======== Exercise material
PR #1185, opened 2018-12-07
fixed measurement frequency distribution histogram

### LINKED ISSUE #851: Achilles - measurement frequency distribution histogram - not aligned with axis
### Expected behavior
histogram should be aligned with X-axis

### Actual behavior

image

To Reproduce
go to achilles
go to measurement
select a measurement
scroll down to frequency distribution visualization

johnSamilin:
fixes #851


js/pages/data-sources/components/reports/treemapDrilldown.js
```diff
@@ -204,6 +204,7 @@ define([
 					const yScaleMax = (Math.floor((Math.max.apply(null, freqData.yNumPersons) + 5) / 10) + 1) * 10;
 					this.chartFormats.frequencyDistribution.yMax = yScaleMax;
 					this.chartFormats.frequencyDistribution.xLabel = `Count ('x' or more ${report}s)`;
+					this.chartFormats.frequencyDistribution.ticks = frequencyHistogram.INTERVALS;
```
chrisknoll: Not sure about this setting:  this is setting the number of ticks to the number of intervals.  Probably not necessary: a histogram has a continuous x-axis, unlike a barchar which has distinct intervals.  You should check how this looks, but I'd guess that we only need 5 ticks at max.

johnSamilin: @chrisknoll what if we have say, 21 interval, why do we need only 5 ticks then?

chrisknoll: Because the x-axis is scalar.  we don't need the following ticks:
1,2,3,4,5,6,7,8,9,10,11,12,13,14,15,16,17,18,19,20,21

It would be enough to have:
1, 6, 12, 18, 21 or whatever D3 would create out of the ticks = 5.

Why do you think you need 21 ticks for 21 intervals?

chrisknoll: To give a concrete example: here is with your PR:
image

And here is with ticks set to 5:
image

pavgra: @johnSamilin, I agree with @chrisknoll that the overlapping and messed labels in your version are not OK, however we now have another problem - it is not possible to easily understand what X value is represented by a bar:

image

@johnSamilin , could you add bot X and Y values into the tooltip (with proper captions aligning to axes names)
================
**Required action**
Write out each entry again, character for character.

**Answer for this exercise**
PR #1185, opened 2018-12-07
fixed measurement frequency distribution histogram

### LINKED ISSUE #851: Achilles - measurement frequency distribution histogram - not aligned with axis
### Expected behavior
histogram should be aligned with X-axis

### Actual behavior

image

To Reproduce
go to achilles
go to measurement
select a measurement
scroll down to frequency distribution visualization

johnSamilin:
fixes #851


js/pages/data-sources/components/reports/treemapDrilldown.js
```diff
@@ -204,6 +204,7 @@ define([
 					const yScaleMax = (Math.floor((Math.max.apply(null, freqData.yNumPersons) + 5) / 10) + 1) * 10;
 					this.chartFormats.frequencyDistribution.yMax = yScaleMax;
 					this.chartFormats.frequencyDistribution.xLabel = `Count ('x' or more ${report}s)`;
+					this.chartFormats.frequencyDistribution.ticks = frequencyHistogram.INTERVALS;
```
chrisknoll: Not sure about this setting:  this is setting the number of ticks to the number of intervals.  Probably not necessary: a histogram has a continuous x-axis, unlike a barchar which has distinct intervals.  You should check how this looks, but I'd guess that we only need 5 ticks at max.

johnSamilin: @chrisknoll what if we have say, 21 interval, why do we need only 5 ticks then?

chrisknoll: Because the x-axis is scalar.  we don't need the following ticks:
1,2,3,4,5,6,7,8,9,10,11,12,13,14,15,16,17,18,19,20,21

It would be enough to have:
1, 6, 12, 18, 21 or whatever D3 would create out of the ticks = 5.

Why do you think you need 21 ticks for 21 intervals?

chrisknoll: To give a concrete example: here is with your PR:
image

And here is with ticks set to 5:
image

pavgra: @johnSamilin, I agree with @chrisknoll that the overlapping and messed labels in your version are not OK, however we now have another problem - it is not possible to easily understand what X value is represented by a bar:

image

@johnSamilin , could you add bot X and Y values into the tooltip (with proper captions aligning to axes names)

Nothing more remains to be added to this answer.